Saved data entries
**********

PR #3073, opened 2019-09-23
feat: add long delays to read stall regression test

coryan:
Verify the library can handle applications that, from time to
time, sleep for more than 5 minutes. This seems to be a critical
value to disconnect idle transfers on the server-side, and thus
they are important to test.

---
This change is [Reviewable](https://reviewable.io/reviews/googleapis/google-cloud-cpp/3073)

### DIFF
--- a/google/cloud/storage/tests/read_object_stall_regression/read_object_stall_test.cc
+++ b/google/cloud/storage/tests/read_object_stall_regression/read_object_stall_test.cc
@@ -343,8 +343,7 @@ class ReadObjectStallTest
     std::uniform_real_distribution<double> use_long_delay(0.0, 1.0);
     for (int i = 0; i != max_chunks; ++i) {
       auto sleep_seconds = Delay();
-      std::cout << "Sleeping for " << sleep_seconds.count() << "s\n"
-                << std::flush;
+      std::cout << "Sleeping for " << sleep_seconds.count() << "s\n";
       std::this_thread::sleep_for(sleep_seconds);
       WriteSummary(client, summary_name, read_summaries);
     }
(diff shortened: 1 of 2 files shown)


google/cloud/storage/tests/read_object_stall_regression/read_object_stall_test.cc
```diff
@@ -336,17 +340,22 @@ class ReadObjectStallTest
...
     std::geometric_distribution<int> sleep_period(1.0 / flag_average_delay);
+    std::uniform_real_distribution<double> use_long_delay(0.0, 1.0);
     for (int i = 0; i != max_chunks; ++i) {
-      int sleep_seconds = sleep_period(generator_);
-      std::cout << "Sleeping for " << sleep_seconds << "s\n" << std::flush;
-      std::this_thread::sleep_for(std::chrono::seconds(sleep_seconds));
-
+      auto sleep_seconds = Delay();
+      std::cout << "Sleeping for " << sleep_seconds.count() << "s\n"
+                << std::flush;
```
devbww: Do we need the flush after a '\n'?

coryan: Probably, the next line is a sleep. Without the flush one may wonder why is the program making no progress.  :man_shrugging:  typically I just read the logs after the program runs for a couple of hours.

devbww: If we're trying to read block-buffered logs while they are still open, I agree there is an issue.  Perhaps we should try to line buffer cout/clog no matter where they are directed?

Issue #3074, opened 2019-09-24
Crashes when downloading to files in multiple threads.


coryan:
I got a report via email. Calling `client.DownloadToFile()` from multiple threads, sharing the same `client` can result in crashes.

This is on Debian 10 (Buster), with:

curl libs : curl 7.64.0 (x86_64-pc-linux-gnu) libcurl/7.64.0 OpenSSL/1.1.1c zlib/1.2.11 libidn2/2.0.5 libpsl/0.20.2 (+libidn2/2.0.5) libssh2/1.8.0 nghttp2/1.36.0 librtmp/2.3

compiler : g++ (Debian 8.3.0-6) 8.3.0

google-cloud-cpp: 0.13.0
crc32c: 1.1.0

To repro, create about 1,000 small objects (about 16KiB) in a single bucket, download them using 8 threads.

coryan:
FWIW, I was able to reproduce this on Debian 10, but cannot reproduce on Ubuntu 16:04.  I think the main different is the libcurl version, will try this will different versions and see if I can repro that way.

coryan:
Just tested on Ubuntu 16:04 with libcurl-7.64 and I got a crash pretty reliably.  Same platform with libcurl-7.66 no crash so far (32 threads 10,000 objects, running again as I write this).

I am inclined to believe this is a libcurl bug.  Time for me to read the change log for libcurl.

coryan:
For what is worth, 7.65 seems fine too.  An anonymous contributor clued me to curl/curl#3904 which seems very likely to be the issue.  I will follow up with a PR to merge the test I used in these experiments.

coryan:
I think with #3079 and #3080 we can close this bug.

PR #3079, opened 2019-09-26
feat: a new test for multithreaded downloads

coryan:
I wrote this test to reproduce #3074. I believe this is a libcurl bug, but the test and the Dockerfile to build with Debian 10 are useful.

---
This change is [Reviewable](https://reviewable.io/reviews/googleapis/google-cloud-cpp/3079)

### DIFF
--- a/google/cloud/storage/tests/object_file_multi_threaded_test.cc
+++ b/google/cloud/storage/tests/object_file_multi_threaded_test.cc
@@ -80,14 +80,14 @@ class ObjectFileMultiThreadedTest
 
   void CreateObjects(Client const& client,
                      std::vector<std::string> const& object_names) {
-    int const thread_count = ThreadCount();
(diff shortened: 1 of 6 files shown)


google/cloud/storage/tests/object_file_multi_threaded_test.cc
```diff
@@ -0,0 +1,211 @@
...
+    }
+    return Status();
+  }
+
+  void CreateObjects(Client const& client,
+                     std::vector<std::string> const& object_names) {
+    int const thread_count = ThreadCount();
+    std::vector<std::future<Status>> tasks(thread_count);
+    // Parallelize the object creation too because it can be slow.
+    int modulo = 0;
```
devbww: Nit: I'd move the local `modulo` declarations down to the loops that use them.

**********

_Work task_: Say each line again exactly as it appears above.

_Result of this exercise_:
PR #3073, opened 2019-09-23
feat: add long delays to read stall regression test

coryan:
Verify the library can handle applications that, from time to
time, sleep for more than 5 minutes. This seems to be a critical
value to disconnect idle transfers on the server-side, and thus
they are important to test.

---
This change is [Reviewable](https://reviewable.io/reviews/googleapis/google-cloud-cpp/3073)

### DIFF
--- a/google/cloud/storage/tests/read_object_stall_regression/read_object_stall_test.cc
+++ b/google/cloud/storage/tests/read_object_stall_regression/read_object_stall_test.cc
@@ -343,8 +343,7 @@ class ReadObjectStallTest
     std::uniform_real_distribution<double> use_long_delay(0.0, 1.0);
     for (int i = 0; i != max_chunks; ++i) {
       auto sleep_seconds = Delay();
-      std::cout << "Sleeping for " << sleep_seconds.count() << "s\n"
-                << std::flush;
+      std::cout << "Sleeping for " << sleep_seconds.count() << "s\n";
       std::this_thread::sleep_for(sleep_seconds);
       WriteSummary(client, summary_name, read_summaries);
     }
(diff shortened: 1 of 2 files shown)


google/cloud/storage/tests/read_object_stall_regression/read_object_stall_test.cc
```diff
@@ -336,17 +340,22 @@ class ReadObjectStallTest
...
     std::geometric_distribution<int> sleep_period(1.0 / flag_average_delay);
+    std::uniform_real_distribution<double> use_long_delay(0.0, 1.0);
     for (int i = 0; i != max_chunks; ++i) {
-      int sleep_seconds = sleep_period(generator_);
-      std::cout << "Sleeping for " << sleep_seconds << "s\n" << std::flush;
-      std::this_thread::sleep_for(std::chrono::seconds(sleep_seconds));
-
+      auto sleep_seconds = Delay();
+      std::cout << "Sleeping for " << sleep_seconds.count() << "s\n"
+                << std::flush;
```
devbww: Do we need the flush after a '\n'?

coryan: Probably, the next line is a sleep. Without the flush one may wonder why is the program making no progress.  :man_shrugging:  typically I just read the logs after the program runs for a couple of hours.

devbww: If we're trying to read block-buffered logs while they are still open, I agree there is an issue.  Perhaps we should try to line buffer cout/clog no matter where they are directed?

Issue #3074, opened 2019-09-24
Crashes when downloading to files in multiple threads.


coryan:
I got a report via email. Calling `client.DownloadToFile()` from multiple threads, sharing the same `client` can result in crashes.

This is on Debian 10 (Buster), with:

curl libs : curl 7.64.0 (x86_64-pc-linux-gnu) libcurl/7.64.0 OpenSSL/1.1.1c zlib/1.2.11 libidn2/2.0.5 libpsl/0.20.2 (+libidn2/2.0.5) libssh2/1.8.0 nghttp2/1.36.0 librtmp/2.3

compiler : g++ (Debian 8.3.0-6) 8.3.0

google-cloud-cpp: 0.13.0
crc32c: 1.1.0

To repro, create about 1,000 small objects (about 16KiB) in a single bucket, download them using 8 threads.

coryan:
FWIW, I was able to reproduce this on Debian 10, but cannot reproduce on Ubuntu 16:04.  I think the main different is the libcurl version, will try this will different versions and see if I can repro that way.

coryan:
Just tested on Ubuntu 16:04 with libcurl-7.64 and I got a crash pretty reliably.  Same platform with libcurl-7.66 no crash so far (32 threads 10,000 objects, running again as I write this).

I am inclined to believe this is a libcurl bug.  Time for me to read the change log for libcurl.

coryan:
For what is worth, 7.65 seems fine too.  An anonymous contributor clued me to curl/curl#3904 which seems very likely to be the issue.  I will follow up with a PR to merge the test I used in these experiments.

coryan:
I think with #3079 and #3080 we can close this bug.

PR #3079, opened 2019-09-26
feat: a new test for multithreaded downloads

coryan:
I wrote this test to reproduce #3074. I believe this is a libcurl bug, but the test and the Dockerfile to build with Debian 10 are useful.

---
This change is [Reviewable](https://reviewable.io/reviews/googleapis/google-cloud-cpp/3079)

### DIFF
--- a/google/cloud/storage/tests/object_file_multi_threaded_test.cc
+++ b/google/cloud/storage/tests/object_file_multi_threaded_test.cc
@@ -80,14 +80,14 @@ class ObjectFileMultiThreadedTest
 
   void CreateObjects(Client const& client,
                      std::vector<std::string> const& object_names) {
-    int const thread_count = ThreadCount();
(diff shortened: 1 of 6 files shown)


google/cloud/storage/tests/object_file_multi_threaded_test.cc
```diff
@@ -0,0 +1,211 @@
...
+    }
+    return Status();
+  }
+
+  void CreateObjects(Client const& client,
+                     std::vector<std::string> const& object_names) {
+    int const thread_count = ThreadCount();
+    std::vector<std::future<Status>> tasks(thread_count);
+    // Parallelize the object creation too because it can be slow.
+    int modulo = 0;
```
devbww: Nit: I'd move the local `modulo` declarations down to the loops that use them.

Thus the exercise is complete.